2. A major difference between ancient Athens and Sparta was the Athenians
developed a more dynamic and creative culture. Unlike the Spartans, whose
culture placed strong emphasis on discipline and order, the Athenians developed a
well-rounded culture that encouraged people to develop all their talents and
honored the contributions of artists, playwrights, poets, and intellectuals.
3. A shared characteristic of Hinduism and Buddhism is striving for release from the
cycle of birth and rebirth. Both Hinduism and Buddhism encourage believers to
strive for release from the cycle of birth and rebirth. Hindus see this as a long
term process that most often requires many lifetimes of gradual purification.
Buddhism believes it is possible for people to achieve sufficient enlightenment in
ones lifetime to escape the cycle.
4. The Bantu migrations that began around 1000 BCE most influenced the economic
and cultural development of central and southern Africa. The Bantu migrations,
which proceeded east and south from West Africa beginning around 500 BCE,
resulted in the development of major central and southern African states such as
the Kongo Empire and Great Zimbabwe.
5. The Islamic Empire during the eighth century CE extended westward from the
Arabian Peninsula through Egypt and across North Africa into Spain. To the north
and east it included Syria, Palestine, Persia and parts of India.
6. Medieval Europe feudalism can best be described as a social system based on
well defined rights and responsibilities. European feudalism was a system of
social relationships in which lords granted land to vassals in exchange for military
aid and other services. The pledge of loyalty that vassals made to lords sealed the
relationship.
7. By the late 6th century CE, China had reestablished a unified empire while Europe
remained a continent of numerous small states. A major reason for this difference
was the greater cultural similarities among different groups in China. After the
fall of Rome, 6th century Europe split into its component cultures and diverse
languages. During the same period, China had much greater ethnic and cultural
homogeneity, including a common written language.
8. The use of the horse for transportation in Native American societies best describes
a significant consequence of the Columbian exchange between Europe and the
Americas during the Age of Exploration. Introduced during the Spanish conquest
of the New World in the 16th century, horses were adopted by, and ultimately
transformed, Native American cultures.
9. The popular discontent with government tax policies is a cause of both the
American and French revolutions of the 18th century. Just as popular discontent
with France’s inefficient and unfair tax system contributed to the coming of the
French revolution, British tax measures such as the Stamp Act and the
Townshend Acts prompted colonial resistance that would result in the American
revolution.
10. Work became more specialized was an important consequence of the Industrial
Revolution. Industrialization entailed a consistent application of the principle of
the division of labor. As it was applied in early factories, this principle broke
down the overall production process for a given product-once performed by a
single artisan-into a series of specialized tasks.

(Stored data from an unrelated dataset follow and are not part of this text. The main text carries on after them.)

PR #799, opened 2020-06-18
Add new window command

andrewnicols:
The “New window” command (https://www.w3.org/TR/webdriver/#new-window) is not currently supported.

I’m not happy with this PR in its current form, mainly because I can’t work out the best return type, and I won’t write tests until then.

The remote endpoint returns an object containing:
- `handle`; and 
- `type` (tab, window)

In similar cases we return new objects like `WebDriverDimension` which contain the relevant data and but I’m not sure that there’s any point in returning a new `WebDriverWindow` element of any kind, because the Window performs the same as Frames - i.e. it sets the current top-level context.

I feel the best solution here is to return just the data - either just the new handle as a string, or both the handle and the type. I’m not sure if it’s worth creating a new WebDriverHandle for this.

Happy to take guidance.

### DIFF
--- a/CHANGELOG.md
+++ b/CHANGELOG.md
@@ -4,6 +4,7 @@ This project versioning adheres to [Semantic Versioning](http://semver.org/).
 ## Unreleased
 ### Added
 - Support of SameSite cookie property.
+- Command `RemoteWebDriver::newWindow()` for W3C mode to open new top-level browsing context (aka window).
 
 ## 1.8.3 - 2020-10-06
 ### Fixed
--- a/lib/Remote/DriverCommand.php
+++ b/lib/Remote/DriverCommand.php
@@ -140,6 +140,7 @@ class DriverCommand
     const ACTIONS = 'actions';
     const GET_ELEMENT_PROPERTY = 'getElementProperty';
     const GET_NAMED_COOKIE = 'getNamedCookie';
+    const NEW_WINDOW = 'newWindow';
     const TAKE_ELEMENT_SCREENSHOT = 'takeElementScreenshot';
     const MINIMIZE_WINDOW = 'minimizeWindow';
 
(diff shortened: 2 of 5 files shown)


OndraM:
Maybe have a look how this is handled by java bindings?

Also, how is it that we missed this endpoint from implementing previously :thinking:? Maybe we should cross-check the whole W3C spec (both level 1 and level 2) and write down all what is missing from full implementation of those two WebDriver spec level. I guess there is more of such missing features...

andrewnicols:
I did actually run through the entire spec a while back and compare against the spec - we fixed most of them in #683 but apparently I missed some.

That command was added in https://github.com/w3c/webdriver/commit/d1769cafc80132788c0cf1231170c35c8a3f39e7 on October 2018 (https://github.com/w3c/webdriver/pull/1324).

Perhaps I was working against an old draft of the specification.

Good idea re looking at the Java client.

andrewnicols:
Okay, so the Selenium client:
1. calls window/new
1. calls switchTo($handle)
1. return $this;

https://github.com/SeleniumHQ/selenium/blob/master/java/client/src/org/openqa/selenium/remote/RemoteWebDriver.java#L925-L928

andrewnicols:
Okay,

I’ve pushed a new commit which adds the new window command. The only thing I’m not entirely happy about is the naming of the new function. I’ve currently gone for `window` but I think that’s too confusing. Perhaps `newWindow`?

andrewnicols:
I'm not quite sure how we're seeing a decrease in coverage. I think it's because of the W3C-only nature of the patch. Non-W3C clients will see a decrease in coverage as they are not able to run the lines (correctly).

OndraM:
Rebased to current main branch.

OndraM (approved):

OndraM:
Finally merged. another part of W3C implemented, thanks @andrewnicols! :1st_place_medal:

PR #800, opened 2020-06-18
Rename default branch to main

OndraM:
We plan to change default branch from "master" to "main". Some reasons behind these changes were covered by @localheinz here: https://localheinz.com/blog/2020/06/12/black-lives-matter/ 

We aim to have welcoming environment in this project, and if this change from possibly offensive language could help, then lets do it! Furthermore, the term `main` is semantically more explicit for what its used.

Also this should have minimal downsides: to notable one is for people relying on `dev-master` in composer.json, which will end with broken build. Using `dev-master` is not a good practice (constrain should be on version range, not on branch), but the only thing needed to fix this issue is in composer.json:

```diff
  "require": {
-    "php-webdriver/webdriver": "dev-master"
+    "php-webdriver/webdriver": "dev-main"
  },
```

As `main` branch is already pushed into repo, this could be used right now.

Once this PR is merged, I will change GitHub settings to have "main" as default branch, retarget active PRs and delete master branch few days afterwards (to have short transition period).

- [ ] Merge #800 
- [ ] Set default branch on github
- [ ] Retarget pull requests
- [ ] Remove master branch


OndraM:
The master branch has been removed.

11. Isaac Newton influenced the development of modern science by formulating a set
of natural laws that explains the fundamental principles of motion.
12. A major long-term development of the Age of Exploration is when western
societies established a military advantage over the other civilizations that they
would retain for centuries. Thanks to technological advances in weaponry,
explosives and navigation. Western societies were able to establish military
hegemony over other civilizations during the Age of Exploration. This advantage
became ever greater as a scientific research and industrialization continued to
produce innovations in military technology.
13. The reformation teachings of John Calvin placed strong emphasis on the
importance of faith in attaining salvation. Although Calvin thought it likely that
strict obedience to God’s laws indicated that a person was predestined for
salvation, he believed people be saved only by God’s grace, which endowed them
with faith in Christ.
14. Production of crops and minerals for export markets increased is an important
economic change that occurred in most regions where European imperialists
established colonies during the 19th centuries. European imperialists used their
colonies in Asia and Africa to meet the growing demands for minerals, cotton,
rubber, and other raw materials created by the Industrial Revolution.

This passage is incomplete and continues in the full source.